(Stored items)

PR #3796, opened 2019-05-27
[MRG+1] [GSoC 2019] Interface for robots.txt parsers

anubhavp28:
This pull request is not ready for merging. Looking for reviews and suggestions. Excited for the awesome summer ahead. :)

@Gallaecio @whalebot-helmsman 

Will there be any benefit from using python's abc library for creating `BaseRobotsTxtParser` class here?

### DIFF
--- a/docs/topics/downloader-middleware.rst
+++ b/docs/topics/downloader-middleware.rst
@@ -952,31 +952,31 @@ interface described below.
 
     .. method:: __init__(content)
 
-      Parse content of robots.txt_ file as bytes.
+      Parse the content of a robots.txt_ file as bytes.
 
-      :param content: Content of robots.txt_ file.
+      :param content: Content of a robots.txt_ file.
       :type content: bytes
 
-    .. method:: allowed(url, useragent)
+    .. method:: allowed(url, user_agent)
 
-      Return ``True`` if ``url`` is allowed for crawling by the given ``useragent``, otherwise return ``False``.
+      Return ``True`` if  ``user_agent`` is allowed to crawl ``url``, otherwise return ``False``.
 
-      :param url: Absolute URL to find crawling permission for.
+      :param url: Absolute URL
       :type url: string
 
-      :param useragent: User agent to find crawling permission for.
-      :type useragent: string
+      :param user_agent: User agent
+      :type user_agent: string
 
     .. method:: sitemaps()
 
       Return a generator yielding URL to sitemaps on the website. If there is no sitemap specified, return an empty generator.
 
-    .. method:: crawl_delay(useragent)
+    .. method:: crawl_delay(user_agent)
 
       Return time (in seconds) specified with ``Crawl-delay`` directive as a float. If nothing is specified, return ``None``.
 
-      :param useragent: User agent to find ``Crawl-delay`` for.
-      :type useragent: string
+      :param user_agent: User agent to find ``Crawl-delay`` for.
+      :type user_agent: string
 
     .. method:: preferred_host()
 
--- a/docs/topics/downloader-middleware.rst
+++ b/docs/topics/downloader-middleware.rst
@@ -997,47 +997,15 @@ In order to use this parser:
 Implementing support for a new parser
 -------------------------------------
 
-You can implement support for a new robots.txt_ parser by implementing the
-interface described below.
+You can implement support for a new robots.txt_ parser by subclassing
+the abstract base class :class:`~scrapy.robotstxt.RobotParser` and
+implementing the methods described below.
 
-.. class:: scrapy.robotstxt.RobotsParser
+.. module:: scrapy.robotstxt
+   :synopsis: robots.txt parser interface and implementations
 
-    .. method:: from_crawler(crawler, robotstxt_body)
-
-      Parse the content of a robots.txt_ file as bytes. This must be a class method.
-      It must return a new instance of the parser backend.
-
-      :param crawler: crawler which made the request
-      :type crawler: :class:`~scrapy.crawler.Crawler` instance
-
-      :param robotstxt_body: content of a robots.txt_ file.
-      :type robotstxt_body: bytes
-
-    .. method:: allowed(url, user_agent)
-
-      Return ``True`` if  ``user_agent`` is allowed to crawl ``url``, otherwise return ``False``.
-
-      :param url: Absolute URL
-      :type url: string
-
-      :param user_agent: User agent
-      :type user_agent: string
-
-    .. method:: sitemaps()
-
-      Return a generator yielding URL to sitemaps on the website. If there is no sitemap specified, return an empty generator.
-
-    .. method:: crawl_delay(user_agent)
-
-      Return time (in seconds) specified with ``Crawl-delay`` directive as a float. If nothing is specified, return ``None``.
-
-      :param user_agent: User agent to find ``Crawl-delay`` for.
-      :type user_agent: string
-
-    .. method:: preferred_host()
-
-       Return preferred domain specified with ``Host`` directive. If nothing is specified, return ``None``.
-
+.. autoclass:: RobotParser
+   :members:
 
 .. _robots.txt: http://www.robotstxt.org/
 
--- a/docs/topics/downloader-middleware.rst
+++ b/docs/topics/downloader-middleware.rst
@@ -954,35 +954,31 @@ interface described below.
 
     .. method:: __init__(content)
 
-      Parse content of `robots.txt <http://www.robotstxt.org/>`_ file.
+      Parse content of `robots.txt <http://www.robotstxt.org/>`_ file as bytes.
 
-      :param content: Content of `robots.txt <http://www.robotstxt.org/>`_ file. For Python 2.7, if ``content``
-                    contains non-ASCII characters, it should be ``UTF-8`` encoded. 
-      :type content: ``str``
+      :param content: Content of `robots.txt <http://www.robotstxt.org/>`_ file.
+      :type content: bytes
 
     .. method:: allowed(url, useragent)
 
       Return ``True`` if ``url`` is allowed for crawling by the given ``useragent``, otherwise return ``False``.
 
-      :param url: URL to find crawling permission for. For Python 2.7, if ``url`` contains non-ASCII characters, 
-                  it should be ``UTF-8`` encoded.
-      :type url: ``str``
-    
-      :param useragent: User agent to find crawling permission for. For Python 2.7, if ``useragent`` contains non-ASCII characters, 
-                        it should be ``UTF-8`` encoded.
-      :type useragent: ``str`` 
+      :param url: Absolute URL to find crawling permission for.
+      :type url: string
+
+      :param useragent: User agent to find crawling permission for.
+      :type useragent: string
 
     .. method:: sitemaps()
 
-      Return a generator yielding URL to sitemaps on the website. If there is no sitemap specified, return ``None``.
+      Return a generator yielding URL to sitemaps on the website. If there is no sitemap specified, return an empty generator.
 
     .. method:: crawl_delay(useragent)
 
-      Return time (in seconds) specified with ``Crawl-delay`` directive. If nothing is specified, return ``None``.
+      Return time (in seconds) specified with ``Crawl-delay`` directive as a float. If nothing is specified, return ``None``.
 
-      :param useragent: User agent to find ``Crawl-delay`` for. For Python 2.7, if ``useragent`` contains non-ASCII characters, 
-                        it should be ``UTF-8`` encoded.
-      :type useragent: ``str`` 
+      :param useragent: User agent to find ``Crawl-delay`` for.
+      :type useragent: string
 
     .. method:: preferred_host()
 
--- a/docs/topics/downloader-middleware.rst
+++ b/docs/topics/downloader-middleware.rst
@@ -926,9 +926,9 @@ RobotsTxtMiddleware
 
     Scrapy ships with support for the following robots.txt_ parsers:
 
-    * `RobotFileParser`_ (default)
-    * `Reppy`_
-    * `Robotexclusionrulesparser`_
+    * :ref:`RobotFileParser <python-robotfileparser>` (default)
+    * :ref:`Reppy <reppy-parser>`
+    * :ref:`Robotexclusionrulesparser <rerp-parser>`
 
     You can change the robots.txt_ parser with the :setting:`ROBOTSTXT_PARSER`
     setting. Or you can also :ref:`implement support for a new parser <support-for-new-robots-parser>`.
@@ -940,6 +940,52 @@ If :attr:`Request.meta <scrapy.http.Request.meta>` has
 the request will be ignored by this middleware even if
 :setting:`ROBOTSTXT_OBEY` is enabled.
 
+.. _python-robotfileparser:
+
+RobotFileParser
+~~~~~~~~~~~~~~~
+
+`RobotFileParser <https://docs.python.org/3.7/library/urllib.robotparser.html>`_ is 
+Python's inbuilt ``robots.txt`` parser. The parser is fully compliant with `Martijn Koster's 
+1996 draft specification <http://www.robotstxt.org/norobots-rfc.txt>`_, with support for
+``Crawl-delay`` and ``Request-rate`` directives also available from Python 3.6. It lacks
+support for wildcard matching. Scrapy uses this parser by default.
+
+In order to use this parser, set:
+
+* :setting:`ROBOTSTXT_PARSER` to ``scrapy.extensions.robotstxtparser.PythonRobotParser``
+
+.. _rerp-parser:
+
+Robotexclusionrulesparser
+~~~~~~~~~~~~~~~~~~~~~~~~~
+
+`Robotexclusionrulesparser <http://nikitathespider.com/python/rerp/>`_ is fully compliant
+with `Martijn Koster's 1996 draft specification <http://www.robotstxt.org/norobots-rfc.txt>`_,
+with support for wildcard matching, ``Crawl-delay`` directive, and ``Sitemap`` directive.
+
+In order to use this parser, set:
+
+* :setting:`ROBOTSTXT_PARSER` to ``scrapy.extensions.robotstxtparser.RerpRobotParser``
+
+.. _reppy-parser:
+
+Reppy parser
+~~~~~~~~~~~~
+
+`Reppy <https://github.com/seomoz/reppy/>`_ is a Python wrapper around `Robots Exclusion
+Protocol Parser for C++ <https://github.com/seomoz/rep-cpp>`_. The parser is fully compliant
+with `Martijn Koster's 1996 draft specification <http://www.robotstxt.org/norobots-rfc.txt>`_,
+with support for wildcard matching, ``Crawl-delay`` directive, and ``Sitemap`` directive.
+Unlike `RobotFileParser <https://docs.python.org/3.7/library/urllib.robotparser.html>`_ and 
+`Robotexclusionrulesparser <http://nikitathespider.com/python/rerp/>`_, it uses the length based 
+rule, in particular for ``Allow`` and ``Disallow`` directives, where the most specific rule based 
+on the length of the path trumps the less specific (shorter) rule.
+
+In order to use this parser, set:
+
+* :setting:`ROBOTSTXT_PARSER` to ``scrapy.extensions.robotstxtparser.ReppyRobotParser``
+
 .. _support-for-new-robots-parser:
 
 Implementing support for a new parser
@@ -950,12 +996,15 @@ interface described below.
 
 .. class:: scrapy.extensions.robotstxtparser.RobotsParser
 
-    .. method:: __init__(content)
+    .. method:: __init__(content, crawler)
 
       Parse the content of a robots.txt_ file as bytes.
 
       :param content: Content of a robots.txt_ file.
       :type content: bytes
+
+      :param crawler: crawler which made the request
+      :type crawler: :class:`~scrapy.crawler.Crawler` instance
 
     .. method:: allowed(url, user_agent)
 
--- a/docs/topics/downloader-middleware.rst
+++ b/docs/topics/downloader-middleware.rst
@@ -922,12 +922,71 @@ RobotsTxtMiddleware
     To make sure Scrapy respects robots.txt make sure the middleware is enabled
     and the :setting:`ROBOTSTXT_OBEY` setting is enabled.
 
+    This middleware has to be combined with a `robots.txt <http://www.robotstxt.org/>`_ parser.
+
+    Scrapy ships with support for three `robots.txt <http://www.robotstxt.org/>`_ parsers:
+
+    * `RobotFileParser`_
+    * `Reppy`_
+    * `Robotexclusionrulesparser`_
+
+    You can change the `robots.txt <http://www.robotstxt.org/>`_ parser with the :setting:`ROBOTSTXT_PARSER`
+    setting. Or you can also :ref:`implement support for a new parser <support-for-new-robots-parser>`.
+
 .. reqmeta:: dont_obey_robotstxt
 
 If :attr:`Request.meta <scrapy.http.Request.meta>` has
 ``dont_obey_robotstxt`` key set to True
 the request will be ignored by this middleware even if
 :setting:`ROBOTSTXT_OBEY` is enabled.
+
+.. _support-for-new-robots-parser:
+
+Implementing support for a new parser
+-------------------------------------
+
+You can implement support for a new `robots.txt <http://www.robotstxt.org/>`_ parser by implementing the
+interface described below.
+
+.. module:: scrapy.extensions.robotstxtparser
+
+.. class:: RobotsParser
+
+    .. method:: __init__(content)
+
+      Parse content of `robots.txt <http://www.robotstxt.org/>`_ file.
+
+      :param content: Content of `robots.txt <http://www.robotstxt.org/>`_ file. For Python 2.7, if ``content``
+                    contains non-ASCII characters, it should be ``UTF-8`` encoded. 
+      :type content: ``str``
+
+    .. method:: allowed(url, useragent)
+
+      Return ``True`` if ``url`` is allowed for crawling by the given ``useragent``, otherwise return ``False``.
+
+      :param url: URL to find crawling permission for. For Python 2.7, if ``url`` contains non-ASCII characters, 
+                  it should be ``UTF-8`` encoded.
+      :type url: ``str``
+    
+      :param useragent: User agent to find crawling permission for. For Python 2.7, if ``useragent`` contains non-ASCII characters, 
+                        it should be ``UTF-8`` encoded.
+      :type useragent: ``str`` 
+
+    .. method:: sitemaps()
+
+      Return a generator yielding URL to sitemaps on the website. If there is no sitemap specified, return ``None``.
+
+    .. method:: crawl_delay(useragent)
+
+      Return time (in seconds) specified with ``Crawl-delay`` directive. If nothing is specified, return ``None``.
+
+      :param useragent: User agent to find ``Crawl-delay`` for. For Python 2.7, if ``useragent`` contains non-ASCII characters, 
+                        it should be ``UTF-8`` encoded.
+      :type useragent: ``str`` 
+
+    .. method:: preferred_host()
+
+      Return preferred domain specified with ``Host`` directive. If nothing is specified, return ``None``.
 
 
 DownloaderStats
--- a/docs/topics/downloader-middleware.rst
+++ b/docs/topics/downloader-middleware.rst
@@ -947,13 +947,12 @@ RobotFileParser
 
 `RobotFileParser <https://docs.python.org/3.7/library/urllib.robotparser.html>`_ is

■ **WORK TO BE COMPLETED**:
Would you please copy all lines in the data that contain the word "ships"?

■ **YOUR RESPONSE**:
     Scrapy ships with support for the following robots.txt_ parsers:
+    Scrapy ships with support for three `robots.txt <http://www.robotstxt.org/>`_ parsers:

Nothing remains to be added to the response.